▶ Aim of the exercise: Only those lines in the data below from the line containing "is also good...." through the line containing "experience Haskell provides).", both included, should be restated word for word.

========

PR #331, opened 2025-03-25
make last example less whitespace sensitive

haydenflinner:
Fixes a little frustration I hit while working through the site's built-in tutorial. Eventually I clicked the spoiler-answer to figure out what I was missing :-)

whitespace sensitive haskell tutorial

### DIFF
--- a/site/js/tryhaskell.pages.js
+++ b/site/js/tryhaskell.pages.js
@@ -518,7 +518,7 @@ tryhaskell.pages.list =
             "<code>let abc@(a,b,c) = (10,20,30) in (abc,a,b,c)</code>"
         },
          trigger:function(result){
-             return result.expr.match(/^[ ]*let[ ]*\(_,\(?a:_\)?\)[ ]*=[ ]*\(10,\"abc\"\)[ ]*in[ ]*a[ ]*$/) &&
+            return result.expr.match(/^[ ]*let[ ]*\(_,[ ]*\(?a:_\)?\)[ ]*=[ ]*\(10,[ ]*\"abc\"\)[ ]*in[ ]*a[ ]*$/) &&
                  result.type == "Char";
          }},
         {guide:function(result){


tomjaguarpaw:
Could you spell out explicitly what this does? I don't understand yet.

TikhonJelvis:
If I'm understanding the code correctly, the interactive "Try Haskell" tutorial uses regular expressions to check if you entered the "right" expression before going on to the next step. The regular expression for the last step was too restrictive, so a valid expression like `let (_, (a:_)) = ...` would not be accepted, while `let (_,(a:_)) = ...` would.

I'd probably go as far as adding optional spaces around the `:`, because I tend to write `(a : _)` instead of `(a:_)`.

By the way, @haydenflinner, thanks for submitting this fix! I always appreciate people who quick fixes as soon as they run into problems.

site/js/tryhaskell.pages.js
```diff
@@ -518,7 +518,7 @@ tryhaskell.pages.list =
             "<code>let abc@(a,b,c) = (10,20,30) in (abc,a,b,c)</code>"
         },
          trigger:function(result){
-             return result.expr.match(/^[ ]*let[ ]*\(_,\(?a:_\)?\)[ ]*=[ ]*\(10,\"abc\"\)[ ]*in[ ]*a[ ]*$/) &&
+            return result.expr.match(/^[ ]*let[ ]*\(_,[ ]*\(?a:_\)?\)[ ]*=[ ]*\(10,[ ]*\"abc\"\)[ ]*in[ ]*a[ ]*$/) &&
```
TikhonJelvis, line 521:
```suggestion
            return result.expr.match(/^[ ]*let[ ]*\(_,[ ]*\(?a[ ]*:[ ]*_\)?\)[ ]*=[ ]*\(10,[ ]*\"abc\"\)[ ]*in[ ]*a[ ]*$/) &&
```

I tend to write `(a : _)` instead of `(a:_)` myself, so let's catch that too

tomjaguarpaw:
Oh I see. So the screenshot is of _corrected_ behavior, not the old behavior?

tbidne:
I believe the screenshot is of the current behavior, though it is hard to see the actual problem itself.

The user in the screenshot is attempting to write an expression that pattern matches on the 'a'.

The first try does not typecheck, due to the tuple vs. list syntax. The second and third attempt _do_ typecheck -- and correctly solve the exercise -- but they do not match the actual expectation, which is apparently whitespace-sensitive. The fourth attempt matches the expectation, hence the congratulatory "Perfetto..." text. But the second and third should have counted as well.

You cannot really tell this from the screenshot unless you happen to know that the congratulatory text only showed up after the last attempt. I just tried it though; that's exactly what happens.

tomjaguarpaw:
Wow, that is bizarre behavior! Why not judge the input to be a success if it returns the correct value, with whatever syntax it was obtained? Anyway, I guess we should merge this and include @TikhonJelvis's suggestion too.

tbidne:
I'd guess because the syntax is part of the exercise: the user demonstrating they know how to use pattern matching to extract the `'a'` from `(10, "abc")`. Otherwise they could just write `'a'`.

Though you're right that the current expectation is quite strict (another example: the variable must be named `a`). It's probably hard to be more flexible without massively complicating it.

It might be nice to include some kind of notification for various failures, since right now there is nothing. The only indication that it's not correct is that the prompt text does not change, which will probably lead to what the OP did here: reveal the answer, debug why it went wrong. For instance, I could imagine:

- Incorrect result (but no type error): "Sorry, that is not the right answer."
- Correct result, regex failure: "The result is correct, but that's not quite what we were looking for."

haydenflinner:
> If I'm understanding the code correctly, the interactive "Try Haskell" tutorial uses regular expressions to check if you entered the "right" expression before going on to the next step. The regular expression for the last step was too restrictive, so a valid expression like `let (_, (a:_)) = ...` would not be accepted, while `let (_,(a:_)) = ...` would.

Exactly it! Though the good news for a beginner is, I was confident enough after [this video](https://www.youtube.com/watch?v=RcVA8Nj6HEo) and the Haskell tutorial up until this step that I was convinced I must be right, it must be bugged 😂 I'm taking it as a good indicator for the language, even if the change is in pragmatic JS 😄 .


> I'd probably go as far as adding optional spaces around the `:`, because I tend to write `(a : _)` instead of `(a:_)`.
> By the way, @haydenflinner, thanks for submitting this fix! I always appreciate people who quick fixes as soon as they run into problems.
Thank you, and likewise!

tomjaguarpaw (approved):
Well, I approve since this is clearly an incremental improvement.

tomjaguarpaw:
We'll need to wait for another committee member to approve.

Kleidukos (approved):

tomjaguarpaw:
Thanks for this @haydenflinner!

========

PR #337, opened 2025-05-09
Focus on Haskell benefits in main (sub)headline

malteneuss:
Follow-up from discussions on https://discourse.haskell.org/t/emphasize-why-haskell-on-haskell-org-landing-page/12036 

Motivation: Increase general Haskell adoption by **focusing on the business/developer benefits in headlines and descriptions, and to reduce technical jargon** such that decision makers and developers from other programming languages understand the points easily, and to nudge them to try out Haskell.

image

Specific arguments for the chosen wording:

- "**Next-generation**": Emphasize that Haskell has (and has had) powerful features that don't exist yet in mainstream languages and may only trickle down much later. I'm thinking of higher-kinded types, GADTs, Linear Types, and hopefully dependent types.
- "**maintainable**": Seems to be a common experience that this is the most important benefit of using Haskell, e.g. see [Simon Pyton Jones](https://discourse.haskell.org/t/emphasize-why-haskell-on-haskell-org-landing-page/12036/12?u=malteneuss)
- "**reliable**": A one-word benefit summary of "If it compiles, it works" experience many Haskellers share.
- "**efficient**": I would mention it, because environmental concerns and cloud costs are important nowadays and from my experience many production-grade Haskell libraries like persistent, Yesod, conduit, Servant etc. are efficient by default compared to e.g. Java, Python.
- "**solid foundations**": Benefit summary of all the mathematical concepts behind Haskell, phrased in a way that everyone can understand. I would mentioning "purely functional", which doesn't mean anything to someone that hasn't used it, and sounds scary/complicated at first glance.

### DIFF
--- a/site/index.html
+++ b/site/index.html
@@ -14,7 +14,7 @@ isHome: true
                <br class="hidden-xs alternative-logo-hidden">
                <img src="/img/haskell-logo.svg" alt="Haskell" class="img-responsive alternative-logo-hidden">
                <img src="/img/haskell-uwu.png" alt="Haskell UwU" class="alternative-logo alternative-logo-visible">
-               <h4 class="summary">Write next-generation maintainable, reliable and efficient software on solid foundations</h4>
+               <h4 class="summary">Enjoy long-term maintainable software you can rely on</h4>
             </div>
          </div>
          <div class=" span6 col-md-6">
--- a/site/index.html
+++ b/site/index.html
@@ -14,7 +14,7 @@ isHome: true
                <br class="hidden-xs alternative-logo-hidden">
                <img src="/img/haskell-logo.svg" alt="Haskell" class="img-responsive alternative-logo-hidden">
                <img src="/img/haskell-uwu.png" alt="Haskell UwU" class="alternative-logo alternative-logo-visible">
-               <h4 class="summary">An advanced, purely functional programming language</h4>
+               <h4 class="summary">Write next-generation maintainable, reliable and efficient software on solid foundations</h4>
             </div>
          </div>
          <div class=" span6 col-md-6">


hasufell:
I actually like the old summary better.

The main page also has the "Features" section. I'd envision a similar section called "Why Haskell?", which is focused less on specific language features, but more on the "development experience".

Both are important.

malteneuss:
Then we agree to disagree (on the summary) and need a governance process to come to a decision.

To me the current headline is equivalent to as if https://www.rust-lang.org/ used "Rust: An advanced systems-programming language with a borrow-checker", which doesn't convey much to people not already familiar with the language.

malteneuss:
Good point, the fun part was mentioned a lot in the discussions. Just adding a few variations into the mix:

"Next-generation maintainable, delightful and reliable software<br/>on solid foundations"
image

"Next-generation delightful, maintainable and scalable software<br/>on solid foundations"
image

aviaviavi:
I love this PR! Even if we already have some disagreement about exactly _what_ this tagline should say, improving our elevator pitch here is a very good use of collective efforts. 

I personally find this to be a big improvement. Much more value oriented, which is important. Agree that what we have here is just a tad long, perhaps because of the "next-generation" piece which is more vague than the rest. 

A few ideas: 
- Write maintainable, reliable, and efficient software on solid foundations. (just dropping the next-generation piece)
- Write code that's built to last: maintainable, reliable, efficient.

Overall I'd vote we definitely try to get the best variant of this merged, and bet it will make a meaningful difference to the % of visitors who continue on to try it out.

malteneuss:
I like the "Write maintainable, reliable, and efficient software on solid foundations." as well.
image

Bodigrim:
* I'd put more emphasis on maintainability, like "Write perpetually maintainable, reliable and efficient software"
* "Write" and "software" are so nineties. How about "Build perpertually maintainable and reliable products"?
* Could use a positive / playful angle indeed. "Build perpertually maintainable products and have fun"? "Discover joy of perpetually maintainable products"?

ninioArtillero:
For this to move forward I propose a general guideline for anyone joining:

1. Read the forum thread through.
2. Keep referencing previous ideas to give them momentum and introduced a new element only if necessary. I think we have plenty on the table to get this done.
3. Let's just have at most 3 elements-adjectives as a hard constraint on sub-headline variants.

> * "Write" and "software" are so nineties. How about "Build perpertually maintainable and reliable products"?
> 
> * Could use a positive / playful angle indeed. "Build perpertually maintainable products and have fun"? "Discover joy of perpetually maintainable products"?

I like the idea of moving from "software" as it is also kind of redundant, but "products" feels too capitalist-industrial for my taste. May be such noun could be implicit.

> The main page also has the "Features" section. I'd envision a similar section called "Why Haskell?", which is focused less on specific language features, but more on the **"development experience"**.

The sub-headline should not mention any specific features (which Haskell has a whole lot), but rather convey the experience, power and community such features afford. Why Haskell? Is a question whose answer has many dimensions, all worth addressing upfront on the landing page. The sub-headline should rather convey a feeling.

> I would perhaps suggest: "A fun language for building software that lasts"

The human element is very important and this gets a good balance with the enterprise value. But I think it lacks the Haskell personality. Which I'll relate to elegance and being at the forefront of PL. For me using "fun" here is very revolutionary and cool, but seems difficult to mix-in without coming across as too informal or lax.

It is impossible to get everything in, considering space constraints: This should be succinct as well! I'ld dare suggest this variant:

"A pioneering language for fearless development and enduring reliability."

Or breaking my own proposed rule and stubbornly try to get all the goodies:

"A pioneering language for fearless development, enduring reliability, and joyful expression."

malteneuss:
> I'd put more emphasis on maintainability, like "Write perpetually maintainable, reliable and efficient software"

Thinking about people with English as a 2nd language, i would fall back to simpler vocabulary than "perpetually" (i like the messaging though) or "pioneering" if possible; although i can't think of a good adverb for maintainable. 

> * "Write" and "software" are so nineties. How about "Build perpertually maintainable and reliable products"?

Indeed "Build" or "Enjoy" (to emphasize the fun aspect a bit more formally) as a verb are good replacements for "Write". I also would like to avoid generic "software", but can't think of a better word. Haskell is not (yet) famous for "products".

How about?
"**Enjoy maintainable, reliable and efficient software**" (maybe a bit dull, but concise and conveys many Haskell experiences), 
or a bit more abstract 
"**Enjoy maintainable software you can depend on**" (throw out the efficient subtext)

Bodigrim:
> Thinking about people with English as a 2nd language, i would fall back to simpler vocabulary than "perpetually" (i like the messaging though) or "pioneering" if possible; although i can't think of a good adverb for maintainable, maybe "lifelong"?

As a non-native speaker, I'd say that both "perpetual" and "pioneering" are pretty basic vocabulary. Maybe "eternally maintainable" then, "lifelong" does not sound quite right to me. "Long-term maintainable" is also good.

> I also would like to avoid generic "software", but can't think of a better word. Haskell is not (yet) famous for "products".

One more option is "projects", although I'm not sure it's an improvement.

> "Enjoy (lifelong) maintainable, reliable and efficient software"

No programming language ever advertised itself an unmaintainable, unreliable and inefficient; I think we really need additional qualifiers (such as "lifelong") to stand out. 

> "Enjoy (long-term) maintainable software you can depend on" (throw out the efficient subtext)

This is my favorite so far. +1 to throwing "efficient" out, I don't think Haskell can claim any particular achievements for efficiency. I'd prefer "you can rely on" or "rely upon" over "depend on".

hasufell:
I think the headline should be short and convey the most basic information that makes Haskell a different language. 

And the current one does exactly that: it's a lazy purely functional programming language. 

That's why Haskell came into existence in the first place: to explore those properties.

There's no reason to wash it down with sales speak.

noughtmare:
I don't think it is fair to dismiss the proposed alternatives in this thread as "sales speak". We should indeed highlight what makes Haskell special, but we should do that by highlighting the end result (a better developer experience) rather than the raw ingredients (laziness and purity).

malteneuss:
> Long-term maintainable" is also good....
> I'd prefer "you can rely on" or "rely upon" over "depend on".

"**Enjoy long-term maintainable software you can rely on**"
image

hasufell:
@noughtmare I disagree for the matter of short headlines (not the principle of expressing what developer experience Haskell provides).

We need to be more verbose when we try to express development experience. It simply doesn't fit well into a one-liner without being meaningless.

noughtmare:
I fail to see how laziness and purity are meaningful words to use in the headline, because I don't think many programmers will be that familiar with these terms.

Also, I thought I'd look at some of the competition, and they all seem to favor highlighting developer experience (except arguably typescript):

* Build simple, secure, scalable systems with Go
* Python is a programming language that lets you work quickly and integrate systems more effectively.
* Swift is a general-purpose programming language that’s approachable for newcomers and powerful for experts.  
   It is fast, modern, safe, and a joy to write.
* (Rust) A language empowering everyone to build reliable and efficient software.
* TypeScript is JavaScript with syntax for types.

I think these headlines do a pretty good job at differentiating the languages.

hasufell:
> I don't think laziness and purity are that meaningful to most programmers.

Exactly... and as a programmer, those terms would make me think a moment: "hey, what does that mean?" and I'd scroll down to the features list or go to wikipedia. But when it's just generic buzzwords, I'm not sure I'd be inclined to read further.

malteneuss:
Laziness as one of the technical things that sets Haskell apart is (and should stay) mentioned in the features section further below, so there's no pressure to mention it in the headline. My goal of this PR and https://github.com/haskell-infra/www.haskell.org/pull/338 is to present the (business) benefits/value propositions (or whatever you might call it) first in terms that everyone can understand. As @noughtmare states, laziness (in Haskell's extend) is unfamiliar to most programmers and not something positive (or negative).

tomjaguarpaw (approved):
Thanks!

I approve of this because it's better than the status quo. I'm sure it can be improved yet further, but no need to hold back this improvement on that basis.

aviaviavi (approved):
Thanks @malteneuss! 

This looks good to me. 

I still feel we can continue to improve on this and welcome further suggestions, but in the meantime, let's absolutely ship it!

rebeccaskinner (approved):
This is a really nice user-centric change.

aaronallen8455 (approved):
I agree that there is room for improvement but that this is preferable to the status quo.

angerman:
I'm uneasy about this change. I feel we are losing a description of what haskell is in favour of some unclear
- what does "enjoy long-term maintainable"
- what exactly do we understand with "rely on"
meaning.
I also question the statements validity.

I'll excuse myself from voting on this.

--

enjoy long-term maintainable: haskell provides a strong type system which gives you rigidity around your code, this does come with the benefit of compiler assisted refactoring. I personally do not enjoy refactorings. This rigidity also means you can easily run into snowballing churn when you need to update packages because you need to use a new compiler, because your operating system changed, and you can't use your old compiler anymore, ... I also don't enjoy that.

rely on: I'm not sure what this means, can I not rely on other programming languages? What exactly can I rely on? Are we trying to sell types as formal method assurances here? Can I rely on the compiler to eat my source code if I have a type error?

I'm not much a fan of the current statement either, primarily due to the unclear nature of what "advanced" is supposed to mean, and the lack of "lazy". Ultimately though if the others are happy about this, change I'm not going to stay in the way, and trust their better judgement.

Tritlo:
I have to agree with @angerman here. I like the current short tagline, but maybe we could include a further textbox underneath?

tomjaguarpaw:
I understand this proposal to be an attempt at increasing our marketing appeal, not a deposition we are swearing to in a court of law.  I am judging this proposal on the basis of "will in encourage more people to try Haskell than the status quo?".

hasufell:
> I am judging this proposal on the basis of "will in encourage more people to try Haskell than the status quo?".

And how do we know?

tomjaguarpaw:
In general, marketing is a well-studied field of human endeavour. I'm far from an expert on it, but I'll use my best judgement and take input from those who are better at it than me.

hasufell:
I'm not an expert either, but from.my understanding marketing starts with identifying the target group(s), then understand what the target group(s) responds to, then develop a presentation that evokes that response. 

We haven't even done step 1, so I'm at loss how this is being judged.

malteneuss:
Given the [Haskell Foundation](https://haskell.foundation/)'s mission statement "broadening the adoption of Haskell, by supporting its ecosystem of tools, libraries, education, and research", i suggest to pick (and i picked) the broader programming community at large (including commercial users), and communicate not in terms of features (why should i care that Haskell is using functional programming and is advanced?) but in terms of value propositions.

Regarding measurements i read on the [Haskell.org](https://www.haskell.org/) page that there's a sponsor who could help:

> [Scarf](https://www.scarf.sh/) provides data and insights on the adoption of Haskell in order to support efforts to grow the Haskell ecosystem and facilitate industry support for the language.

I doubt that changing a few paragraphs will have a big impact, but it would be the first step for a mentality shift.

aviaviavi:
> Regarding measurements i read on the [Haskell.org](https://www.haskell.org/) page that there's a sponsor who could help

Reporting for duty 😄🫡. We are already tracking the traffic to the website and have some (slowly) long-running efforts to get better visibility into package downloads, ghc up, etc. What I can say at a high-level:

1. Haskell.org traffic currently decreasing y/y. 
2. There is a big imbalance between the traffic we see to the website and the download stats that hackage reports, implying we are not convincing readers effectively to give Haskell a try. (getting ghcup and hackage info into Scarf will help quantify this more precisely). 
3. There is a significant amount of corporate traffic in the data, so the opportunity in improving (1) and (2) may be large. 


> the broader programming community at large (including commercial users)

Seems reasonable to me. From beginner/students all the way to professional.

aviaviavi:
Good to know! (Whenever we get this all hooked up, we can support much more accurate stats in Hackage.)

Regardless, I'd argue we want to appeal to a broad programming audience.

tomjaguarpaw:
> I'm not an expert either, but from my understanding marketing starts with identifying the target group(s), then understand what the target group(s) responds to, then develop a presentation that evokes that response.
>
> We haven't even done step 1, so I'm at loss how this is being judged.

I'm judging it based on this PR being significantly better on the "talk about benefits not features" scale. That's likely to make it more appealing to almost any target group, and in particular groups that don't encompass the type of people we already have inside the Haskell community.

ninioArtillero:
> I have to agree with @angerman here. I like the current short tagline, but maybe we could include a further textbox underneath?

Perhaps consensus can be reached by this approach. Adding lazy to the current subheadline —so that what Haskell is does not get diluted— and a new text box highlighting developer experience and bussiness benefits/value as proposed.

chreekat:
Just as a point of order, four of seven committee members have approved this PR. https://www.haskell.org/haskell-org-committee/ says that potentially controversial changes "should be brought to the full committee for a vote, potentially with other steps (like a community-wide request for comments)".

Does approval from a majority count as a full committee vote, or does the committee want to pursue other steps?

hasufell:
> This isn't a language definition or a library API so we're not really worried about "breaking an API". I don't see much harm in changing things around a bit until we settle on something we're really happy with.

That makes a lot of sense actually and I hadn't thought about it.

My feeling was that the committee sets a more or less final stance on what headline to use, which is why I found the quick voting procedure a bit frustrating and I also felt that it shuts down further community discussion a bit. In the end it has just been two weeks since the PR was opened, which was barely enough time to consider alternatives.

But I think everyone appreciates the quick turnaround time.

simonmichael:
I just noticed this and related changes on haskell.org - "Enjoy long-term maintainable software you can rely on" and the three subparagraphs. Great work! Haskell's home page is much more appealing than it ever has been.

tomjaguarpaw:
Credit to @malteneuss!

========

▶ Answer section:
> Long-term maintainable" is also good....
> I'd prefer "you can rely on" or "rely upon" over "depend on".

"**Enjoy long-term maintainable software you can rely on**"
image

hasufell:
@noughtmare I disagree for the matter of short headlines (not the principle of expressing what developer experience Haskell provides).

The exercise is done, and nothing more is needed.